When I was child, I used to be like the other kids, happy with dreams. I used to play with dolls, ride a bike, and have friends. Those were the best moments . . . all I wanted I had. My parents gave me everything, candies, toys, and other material things, because my father had a good job and a good salary, so my mother didn't need to work and she could spend time with us. I could say that my life was “perfect.”
Unfortunately, not all stories have a happy ending. Something happened and when I was nine years old, my mother migrated to another country to work. I was living with my aunt and my father. One day my father got sick, so he went to the hospital. He needed to be hospitalized, but everything was ok . . . well, that was what they told me. I went back home with my aunt that night and while I was sleeping they woke me up and I received sad news, which was that my father had passed away. I didn't know how to react; I couldn't believe what was happening, but I couldn't do anything. I thought it was a nightmare.

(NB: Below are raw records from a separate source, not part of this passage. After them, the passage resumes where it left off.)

PR #496, opened 2025-09-09
Select multiple gpus for inference, if available. Don't use them yet.

oscarkey:
If the specified device is "auto" and multiple cuda gpus are available, then select all the gpus. This PR doesn't actually implement multi-gpu inference. Instead, all the inference engines just use the first.

Public API changes:
- `TabPFNClassifier/Regressor.device_` has been renamed to `.devices_`, and is now a tuple rather than a single device.
- The `device` argument of `TabPFNClassifier/Regressor.__init__()` is unchanged, as is the `.device` property. Multiple gpus will only be used when this is set to "auto". An alternative would be to update this to `devices`. I kept it like this as most users probably only want a single device, it avoids changing the api, and we don't actually support multi-device inference in this PR. But maybe it is confusing to have both `device` and `devices_`. What do you think?

Notes:
- `TabPFNRegressor.znorm_space_bardist_` is always placed on the first device, as we're not aiming to parallelise this portion of inference
- `infer_devices()` no longer accepts `device=None`: I couldn't find anywhere using this

### DIFF
--- a/src/tabpfn/inference.py
+++ b/src/tabpfn/inference.py
@@ -69,7 +69,7 @@ class InferenceEngine(ABC):
         self,
         X: np.ndarray,
         *,
-        device: torch.device,
+        devices: Sequence[torch.device],
         autocast: bool,
     ) -> Iterator[tuple[torch.Tensor, EnsembleConfig]]:
         """Iterate over the outputs of the model.
@@ -78,7 +78,7 @@ class InferenceEngine(ABC):
 
         Args:
             X: The input data to make predictions on.
-            device: The device to run the model on.
+            devices: The devices to run the model on.
             autocast: Whether to use torch.autocast during inference.
         """
         ...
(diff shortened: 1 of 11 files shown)


src/tabpfn/inference.py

Everything was happening so fast; first he was fine, and then he was dead. How could this happen in a blink, everything gone? My mother had to come back. She was so sad because she couldn’t say goodbye to her husband. I couldn't either. I didn't understand what happened, but I needed to be strong for her.
A week later, I tried to return to “my normal life" and I went back to school. Everybody looked at me as if something were wrong with me. I could feel how their eyes looked at me with pain, but they didn't know that what they were doing made me feel worse. I understood that nobody can help you to feel better, even if they want to, because they don't know how.
It was a difficult moment, but I realized that I could do things without my father, because I have my mom, who will always be beside me. Even though she was far away from us, she has always tried to do the best she can for us.
Eventually, I started going back to church and tried to find an answer to all of these questions. There I became interested in doing things like visiting sick people, or people who felt homesick, and instantly I knew that a person does not need material things. I could see how these people were happy just because they had someone to talk to. Since then, I have changed how I see my life. I am interested in doing something that can help me and others overcome the challenges that life gives us.
All I've learned in my short life is that everything can change in just one second, and that nothing is ever as we expect. So, we should stand up for ourselves, take a deep breath, and go on with our lives knowing that everything is going to be ok when you have something to strive for.